Every entry needs to be duplicated exactly.

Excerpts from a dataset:
------------------------------------------------------------
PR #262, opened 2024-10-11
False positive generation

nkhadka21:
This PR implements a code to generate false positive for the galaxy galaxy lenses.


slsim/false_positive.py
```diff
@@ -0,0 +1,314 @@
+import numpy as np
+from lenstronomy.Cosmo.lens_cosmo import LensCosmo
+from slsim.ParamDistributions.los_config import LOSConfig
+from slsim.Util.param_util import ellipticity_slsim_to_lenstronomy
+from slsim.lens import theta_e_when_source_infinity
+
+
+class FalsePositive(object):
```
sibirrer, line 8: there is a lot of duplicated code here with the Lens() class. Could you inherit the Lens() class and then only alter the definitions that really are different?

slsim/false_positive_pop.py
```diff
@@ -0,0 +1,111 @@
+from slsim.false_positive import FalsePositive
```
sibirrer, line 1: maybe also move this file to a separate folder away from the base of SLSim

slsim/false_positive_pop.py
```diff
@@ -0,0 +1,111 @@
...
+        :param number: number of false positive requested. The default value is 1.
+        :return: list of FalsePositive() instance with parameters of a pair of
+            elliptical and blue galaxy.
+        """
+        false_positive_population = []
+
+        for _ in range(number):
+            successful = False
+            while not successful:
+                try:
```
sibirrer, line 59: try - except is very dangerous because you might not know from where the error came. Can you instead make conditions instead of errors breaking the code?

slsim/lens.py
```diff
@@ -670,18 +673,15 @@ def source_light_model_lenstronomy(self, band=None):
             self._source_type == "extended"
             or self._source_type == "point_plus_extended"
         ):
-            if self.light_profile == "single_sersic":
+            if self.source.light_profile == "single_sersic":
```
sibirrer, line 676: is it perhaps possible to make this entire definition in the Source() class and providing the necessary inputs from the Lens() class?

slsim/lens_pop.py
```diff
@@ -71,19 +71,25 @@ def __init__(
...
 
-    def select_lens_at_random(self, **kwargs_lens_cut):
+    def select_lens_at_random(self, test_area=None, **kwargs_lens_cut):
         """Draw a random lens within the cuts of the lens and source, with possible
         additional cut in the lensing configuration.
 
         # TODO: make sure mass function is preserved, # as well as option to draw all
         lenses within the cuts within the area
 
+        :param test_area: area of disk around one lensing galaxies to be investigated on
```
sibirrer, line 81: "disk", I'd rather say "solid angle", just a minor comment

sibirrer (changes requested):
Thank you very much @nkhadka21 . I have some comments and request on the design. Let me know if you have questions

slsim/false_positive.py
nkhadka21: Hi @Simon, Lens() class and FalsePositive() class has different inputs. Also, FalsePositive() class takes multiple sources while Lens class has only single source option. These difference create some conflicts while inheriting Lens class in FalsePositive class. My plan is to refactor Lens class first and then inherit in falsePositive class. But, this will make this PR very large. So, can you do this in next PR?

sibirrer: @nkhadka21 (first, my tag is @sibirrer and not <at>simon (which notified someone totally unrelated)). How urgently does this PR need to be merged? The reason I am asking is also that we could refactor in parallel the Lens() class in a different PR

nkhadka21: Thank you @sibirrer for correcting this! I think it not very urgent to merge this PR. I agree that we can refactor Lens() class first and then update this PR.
------------------------------------------------------------
● Solved problem
PR #262, opened 2024-10-11
False positive generation

nkhadka21:
This PR implements a code to generate false positive for the galaxy galaxy lenses.


slsim/false_positive.py
```diff
@@ -0,0 +1,314 @@
+import numpy as np
+from lenstronomy.Cosmo.lens_cosmo import LensCosmo
+from slsim.ParamDistributions.los_config import LOSConfig
+from slsim.Util.param_util import ellipticity_slsim_to_lenstronomy
+from slsim.lens import theta_e_when_source_infinity
+
+
+class FalsePositive(object):
```
sibirrer, line 8: there is a lot of duplicated code here with the Lens() class. Could you inherit the Lens() class and then only alter the definitions that really are different?

slsim/false_positive_pop.py
```diff
@@ -0,0 +1,111 @@
+from slsim.false_positive import FalsePositive
```
sibirrer, line 1: maybe also move this file to a separate folder away from the base of SLSim

slsim/false_positive_pop.py
```diff
@@ -0,0 +1,111 @@
...
+        :param number: number of false positive requested. The default value is 1.
+        :return: list of FalsePositive() instance with parameters of a pair of
+            elliptical and blue galaxy.
+        """
+        false_positive_population = []
+
+        for _ in range(number):
+            successful = False
+            while not successful:
+                try:
```
sibirrer, line 59: try - except is very dangerous because you might not know from where the error came. Can you instead make conditions instead of errors breaking the code?

slsim/lens.py
```diff
@@ -670,18 +673,15 @@ def source_light_model_lenstronomy(self, band=None):
             self._source_type == "extended"
             or self._source_type == "point_plus_extended"
         ):
-            if self.light_profile == "single_sersic":
+            if self.source.light_profile == "single_sersic":
```
sibirrer, line 676: is it perhaps possible to make this entire definition in the Source() class and providing the necessary inputs from the Lens() class?

slsim/lens_pop.py
```diff
@@ -71,19 +71,25 @@ def __init__(
...
 
-    def select_lens_at_random(self, **kwargs_lens_cut):
+    def select_lens_at_random(self, test_area=None, **kwargs_lens_cut):
         """Draw a random lens within the cuts of the lens and source, with possible
         additional cut in the lensing configuration.
 
         # TODO: make sure mass function is preserved, # as well as option to draw all
         lenses within the cuts within the area
 
+        :param test_area: area of disk around one lensing galaxies to be investigated on
```
sibirrer, line 81: "disk", I'd rather say "solid angle", just a minor comment

sibirrer (changes requested):
Thank you very much @nkhadka21 . I have some comments and request on the design. Let me know if you have questions

slsim/false_positive.py
nkhadka21: Hi @Simon, Lens() class and FalsePositive() class has different inputs. Also, FalsePositive() class takes multiple sources while Lens class has only single source option. These difference create some conflicts while inheriting Lens class in FalsePositive class. My plan is to refactor Lens class first and then inherit in falsePositive class. But, this will make this PR very large. So, can you do this in next PR?

sibirrer: @nkhadka21 (first, my tag is @sibirrer and not <at>simon (which notified someone totally unrelated)). How urgently does this PR need to be merged? The reason I am asking is also that we could refactor in parallel the Lens() class in a different PR

nkhadka21: Thank you @sibirrer for correcting this! I think it not very urgent to merge this PR. I agree that we can refactor Lens() class first and then update this PR.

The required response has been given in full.